Из рекомендаций ВОЗ определения Т- и В-клеток при различных заболеваниях ясно, что информативность этого вида иммунологического анализа ограничена. Это исследование абсолютно показано при первичных иммунодефицитных состояниях не только для их типирования, но и для дифференцирования от вторичных иммунодефицитных состояний. Диагностическая значимость подсчета Т- и В-лимфоцитов выявлена при идентификации лимфопролиферативных расстройств. Учитывая то обстоятельство, что лимфоциты при различных стрессорных воздействиях под влиянием эндогенных гормонов некоторых лекарственных препаратов мигрируют из периферической крови в лимфоток, лимфоидные органы, рыхлую соединительную ткань, широкое применение исследований Т- и В-клеток крови в клинической практике малообоснованно. Диагностическую ценность несут исследования этих лимфоцитов в синовиальной жидкости при ревматоидном артрите, в моче при верификации определенных форм поражения почек. Очевидна необходимость изучения реакции Т-клеток на различные медикаментозные препараты, используемые в настоящее время клиникой в качестве иммуно-модуляторов, для объективизации их назначения в каждом конкретном случае.

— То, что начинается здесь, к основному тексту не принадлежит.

PR #223, opened 2023-03-18
Upgrade React in build

juni-notifi:
Use version 18 as peer dependency in our dev builds.

In the process, I found that the latest version of graphql-codegen was improperly using a transitive dependency. Resolved it by adding an explicit dependency on an older version of the graphql-request library


Nathan-Notifi (approved):

eric-notifi (approved):
Working as expected.

PR #225, opened 2023-03-20
Make Alert history title / description take up two rows (MVP-2286)

eric-notifi:
If title or description is long, let it take up to two rows. See the following example of Direct Push notification alert.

Выявление значительного снижения Т-клеток может способствовать утверждению в диагнозе амилоидоза. Можно ожидать, что изучение субпопуляций Т-лимфоцитов, их соотношения друг с другом и в общем пуле лимфоцитов будет более информативно в оценке ряда патологических состояний и эффективности выбранной терапии.
Т-активная субпопуляция представляет собой преимущественно клетки, несущие супрессорную функцию (есть исследования, характеризующие их и как клетки-помощники). Теофил-линчувствительные клетки представлены субпопуляцией супрессоров, а теофиллинустойчивые — клетками-помощниками. Т-клетки, образующие розетки с аутоэритроцитами, как полагают, несут киллерную функцию и играют основную роль в механизмах аутоагрессии.
Изучение динамики эффекторных звеньев клеточного иммунитета отражает активность процесса, помогает'правильно подобрать терапию, уточнить механизмы медикаментозной чувствительности. Но, как правило, эти методы используют для научных исследований.